I'm visualizing a scatterplots with between 400K and 2.5M points. I expectected to need to downsample before visualizing but to see just how much I ran a pilot test with a 400k dataset in plotly express, and the plot popped up quickly, beautifully, and responsively.
In order to make the interractive figure I really need to use plotly.graph_objects, as I need multiple traces with different colorscales, so I made basically the same graph with graph_objects and it wasn't just slower, it crashed my computer.
I'd really like to downsample as little as possible and I'm surprised by the sheer performance difference between these two approaches so I guess that boils down to my question:
Why is there such a performance difference and is it possible to change layout/figure/whatever parameters in graph_objects so to close the gap?

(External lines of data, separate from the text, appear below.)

Issue #1734, opened 2025-09-25
[iOS] CollectionView's filter bar difficult to access with VoiceOver


samglt:
The filter bar at the top of a collection can't be selected by tapping and is in a strange position in the voiceover heirarchy. The filter buttons are located with the letter bar in between the bottom of the list of items and the bottom tab bar, when you'd expect them to be at the top in or near the navigation bar.

The similar filter bar at the top of the search tab doesn't have this issue for some reason

LePips:
Closed by #2058

PR #2058, opened 2026-06-19
Collection view's filter bar difficult to access with voice over  

quangDecember:
Solving #1734 
I tried messing with `self.view.accessibilityElements` directly but `_UIHostingView` will make it inefficient. 
Therefore the solution is to convert it to a normal UIView and stack drawerButtonsView on top


quangDecember:
https://github.com/user-attachments/assets/41ef7963-3a32-4add-9e01-4f12e8662c4a

forgot to add the screen recording

LePips (approved):
Thank you for the fix! I would recommend using Engine.HostingController instead, but I can do that as I also try to version this feature using `safeAreaBar`.

PR #2059, opened 2026-06-23
App state consolidation, remove AppDelegate

LePips:
Initially started out as just fixing that the user session was trying to be restored prior to the data stack being initialized, but then wanted to clarify app state startup and ownership.

- Remove arbitrary root navigation with `RootCoordinator`
	- Consolidate app value observation
- Remove `AppDelegate`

Here is a snippet to show what I mean by basically the same graph:
graph_objects
fig = go.Figure()
fig.add_trace(go.Scatter(x = x_values, y = y_values, opacity = opacity, marker = {
'size': size,
'color': community,
'colorscale': colorscale
}))
express
pacmap_map = px.scatter(x = x_values, y = y_values, color_continuous_scale=colorscale, opacity = opacity, color = community)
pacmap_map.update_traces(marker = {
'size': size
})
I would have expected performance to either be identical or at least in the same ballpark, but express works like a dream and graph_objects crashes the jupyter kernel and whatever IDE it is running from, so a large difference.